There is an explanation for the uncorrelated relationship between parents’ emotion recognition and children’s social impairment symptoms: emotion recognition may be an intermediate phenotype rather than a specific feature of autistic symptoms. As Cook et al40 reported, emotion recognition is related to alexithymia rather than autistic traits. Based on the report by Bird and Cook41 on ASD individuals with alexithymia representing a subgroup of autism, we can draw the same conclusion as Szatmari et al42 that the alexithymia trait represented by emotion recognition impairment makes up the broader autism phenotype of parents of ASD children.

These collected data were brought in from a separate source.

PR #2721, opened 2026-08-25
fix(vera): skip a provenance record the offline ckpt index cannot read

cagataycali:
One malformed `provenance.json` under the mounted checkpoint root stopped the offline VERA container from starting, and took every healthy checkpoint beside it.

## The problem

`wandb_offline_resolve` exists because VERA loads its Jacobian IDM by wandb run id, and the real `download_checkpoint` calls the wandb API before it looks at disk, so an offline container never comes up. The module indexes the mounted checkpoints by the `wandb_run` recorded in each `provenance.json` and answers from disk instead.

`_index_local_ckpts` skipped a file that does not parse and one that omits `wandb_run`, then handed anything else straight to the two operations that assume a string - using the value as a dict key, and splitting it on `/`. So a payload that parses into something that is not a run record raised instead of being skipped. Measured over every way a `provenance.json` can be malformed:

| `provenance.json` payload | before | after |
|---|---|---|
| unparseable file | skipped, quietly | skipped, quietly |
| empty file | skipped, quietly | skipped, quietly |
| object, no `wandb_run` key | skipped, quietly | skipped, quietly |
| object, `wandb_run` is `null` | skipped, quietly | skipped, quietly |
| object, `wandb_run` is `""` | skipped, quietly | skipped, quietly |
| object, `wandb_run` is a falsy non-string (`0`, `false`, `[]`, `{}`) | skipped, quietly | skipped, quietly |
| object, `wandb_run` is a non-zero number | `AttributeError: 'int' object has no attribute 'split'` | skipped, named |
| object, `wandb_run` is a non-empty list | `TypeError: unhashable type: 'list'` | skipped, named |
| object, `wandb_run` is a non-empty object | `TypeError: unhashable type: 'dict'` | skipped, named |
| payload is a JSON array | `AttributeError: 'list' object has no attribute 'get'` | skipped, named |
| payload is a JSON string | `AttributeError: 'str' object has no attribute 'get'` | skipped, named |
| payload is a JSON number | `AttributeError: 'int' object has no attribute 'get'` | skipped, named |
| payload is JSON null | `AttributeError: 'NoneType' object has no attribute 'get'` | skipped, named |

Seven of the thirteen malformation modes raised, and the tolerance was exactly backwards: a file that could not be read at all was skipped, while one that parsed into the wrong shape was fatal.

The six quiet rows all route through the pre-existing `if not run` check, which sits *above* the new string guard and is deliberately silent: a checkpoint directory carrying no wandb run is the ordinary case for every artifact not loaded by run id. A falsy non-string is in that same class - `0`, `[]` and `{}` carry nothing to index, so their consequence is identical to a missing key, and neither before nor after does such a payload reach the two string operations. The warning is reserved for a record that carried *something* the index cannot use. Ordering is therefore load-bearing in both directions, and the break table below pins it.

It is fatal rather than local because the module self-installs at import and `launch_server.py` imports it before the server module, so the raise lands on the container entrypoint. The whole root is scanned in one pass, so the healthy records go with it. Driving the launcher's own `import` + `install()` sequence against a root holding two healthy released records and one malformed one:

```
# before
Traceback (most recent call last):
  File "/opt/launch_server.py", line 3, in <module>
    import wandb_offline_resolve
  File "/opt/wandb_offline_resolve.py", line 137, in <module>
    install()
  File "/opt/wandb_offline_resolve.py", line 79, in install
    index = _index_local_ckpts(ckpt_root)
  File "/opt/wandb_offline_resolve.py", line 65, in _index_local_ckpts
    index[run] = ckpt_dir  # full "entity/project/run_id"
TypeError: unhashable type: 'dict'
                                                     exit 1 - the server never starts

# after
WARNING [offline-resolve] ignoring /ckpts/idm-omni-x21o0cwe/provenance.json: wandb_run must be a string, got dict
INFO    [offline-resolve] indexed 4 local ckpt run ids under /ckpts: ['idm-mimicgen-37oa162u', 'pusht-idm']
INFO    [offline-resolve] your-wandb-entity/jacobian-learning/37oa162u -> /ckpts/idm-mimicgen-37oa162u/model.ckpt (local, no wandb)
                                                     exit 0
```

The run lost in that first case is `37oa162u` - the one `entrypoint.sh` defaults `VERA_DYNAMICS_RUN_ID` to for mimicgen.

## The change

`_index_local_ckpts` skips a record it cannot read as a run record, exactly as it already skips one that does not parse and one that omits the key, and names the file and the offending type in a warning so the operator can see which mounted checkpoint did not index.

The rule is the one `transforms.provenance.load_provenance` already applies to a provenance payload - check the type before using the value. The two differ only in disposition, for the reason that module documents: a caller asking which episodes are synthetic has no fallback and is refused, while this resolver has one (the network) and a checkpoint it could not read is simply absent from the index. Refusing here is what the code already did, and it is the behaviour that takes down the server this module exists to bring up.

Every previously-indexed record is indexed on identical terms, and the records that were skipped quietly stay quiet - a checkpoint directory carrying no wandb run is the ordinary case for every artifact not loaded by run id, so warning about it would be noise.

## Tests

`tests/policies/vera/test_offline_ckpt_index_skips_an_unusable_provenance_record.py`, 47 cases. On pre-fix code: **15 failed, 32 passed**, all 15 inside the regression class and none in the premise, control, resolver-behaviour or install classes.

The case set is graded rather than listed: each entry is checked against the property that makes it interesting - it parses as JSON but is not a usable record - so a case that stops being either is caught here instead of quietly duplicating the parse-failure path.

Break table, 11 mutations, 10 distinct firing sets, control 0:

| mutation | tests firing |
|---|---|
| control - no mutation | 0 |
| the JSON-object guard dropped | 8 |
| the `wandb_run` string guard dropped | 7 |
| both guards dropped (pre-fix code) | 15 |
| a non-string run id coerced with `str()` instead of skipped | 6 |
| only a null payload guarded (a narrower shape check) | 7 |
| both skips silent - the ignored file is not named | 7 |
| the warning widened to the records already skipped quietly | 3 |
| the shape guard placed after the key is read | 8 |
| only numbers refused, not every non-string | 6 |
| the missing-checkpoint skip dropped | 1 |

The two halves are disjoint and complementary: 8 + 7 = 15, the pre-fix total. Moving the shape guard below the key read fires the same 8 as dropping it, because `data.get` raises first - placement is load-bearing, not stylistic. Widening the warning to the quiet records fires 3 control cases, which is what keeps this from becoming a noisy scan.

The module was previously at 24% coverage (47 of 62 statements unreached, in two contiguous blocks) because nothing imported it; it is now at **100%** (0 of 68), taking the repository's uncovered total from 2031 to 1984.

One note on the import form: the container helpers are excluded from type checking (`tool.mypy.exclude`) since they are written against the image's dependency set, where `vera` and `omegaconf` are installed and unstubbed here. mypy's `exclude` does not apply to a module reached through a *followed* import, so a static import from a test would silently pull the module back into the type-checked graph and report six `import-not-found` errors. The test imports it by name, which keeps the declared exclusion effective.

## Gate

- `ruff check` + `ruff format --check` clean over `strands_robots tests tests_integ` (1542 files).
- mypy **24 == 24** against a pristine `main` worktree, normalized message sets byte-identical in both directions, 0 in the changed files.
- Paired run over an identical 372-file selection (the whole `tests/policies/vera` suite plus every guard that walks the tree, reads docstrings or reads project config), the new file excluded from both trees: **17 failed, 17187 passed, 72 skipped** on both, 17276 collected each, failing-id sets identical both ways. All 17 need `awsiot` (the `[mesh-iot]` extra), absent here and equally absent on both trees.
- The new file passes on mujoco 3.5.0 (the declared floor) with lerobot 0.6.2 from source, and on mujoco 3.12.0. Whole `tests/policies/vera` suite: 793 passed.

## Artifact

The launcher's own import + `install()` sequence run against the same three-checkpoint root on both trees, captured verbatim (log timestamps trimmed; paths shown at the container's `/ckpts` and `/opt`):

offline resolver before and after a malformed provenance record

## Round 2 - changelog

`de66b8f` **docs(vera): scope the offline-resolver naming claim to the records it names** - two markdown files. No code, no tests, and no measured number above changes.

Review feedback noted that a *falsy* non-string `wandb_run` (`0`, `false`, `[]`, `{}`) is caught by the pre-existing `if not run` check before the new string guard, so it is skipped quietly rather than named.

The observation is correct, and measuring it showed the imprecision was wider than the `after` column. I drove `_index_local_ckpts` over all thirteen malformation modes on this tree, and over a reconstruction of the pre-fix function on the same inputs:

```
case               pre-fix   post-fix  named?
wandb_run=0        quiet     skipped   no
wandb_run=false    quiet     skipped   no
wandb_run=[]       quiet     skipped   no
wandb_run={}       quiet     skipped   no
wandb_run=''       quiet     skipped   no
wandb_run=null     quiet     skipped   no
wandb_run=12345    RAISE     skipped   YES  wandb_run must be a string, got int
wandb_run=['a']    RAISE     skipped   YES  wandb_run must be a string, got list
wandb_run={a:1}    RAISE     skipped   YES  wandb_run must be a string, got dict
payload=[]         RAISE     skipped   YES  expected a JSON object, got list
payload=null       RAISE     skipped   YES  expected a JSON object, got NoneType
payload=7          RAISE     skipped   YES  expected a JSON object, got int
payload='str'      RAISE     skipped   YES  expected a JSON object, got str

raising modes pre-fix: 7 of 13
```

What is more, children’s autistic symptoms can also be aggravated in family life. Other studies have explored how the emotional reaction of parents affects the behavior and emotional competence of children in normal populations.43,44

Unfortunately, in this study, we did not obtain sufficient information regarding the ERT performance of ASD children because only a few of these children completed the ERT assessment. To find more substantial evidence of association between emotion recognition and autistic symptoms in children and emotion, we need to obtain additional information about ASD children’s ERT performance in the future.

Conclusion

Our study found impaired emotion recognition abilities in parents of ASD children, and this impairment was associated with these children’s autistic symptoms. Our research suggested that the emotion recognition ability deficits of ASD parents may be an important cognition phenotype in ASD families and could be a promising biomarker for predicting symptom severity.

Ethics approval and consent to participate

Before taking part in the study, all participants were informed about the study and provided written informed consent, which was approved by the Medical Research Ethics Committee of West China Hospital, Sichuan University.

Informed consent

Consent for the publication of clinical data and information was obtained.

Acknowledgments

This study was supported by the National Natural Science Foundation of China (No 81371495), the Public Project Foundation of the National Health and Family Planning Commission of the PRC (No 201302002), Key Research Project from Ministry of Science and Technology China (No 2016YFC1306104), and Key Project from Sichuan Provincial Science and Technology Department (No 2017SZ0135). This research received no specific grant from any funding agency or from the commercial or not-for-profit sector. The authors gratefully acknowledge the contributions of Ms Chen Meiyu and Ms Liao Xingjun.

Author contributions

All authors contributed to data analysis, drafting and revising the article, gave final approval of the version to be published, and agree to be accountable for all aspects of the work.

Disclosure

The authors report no conflicts of interest in this work.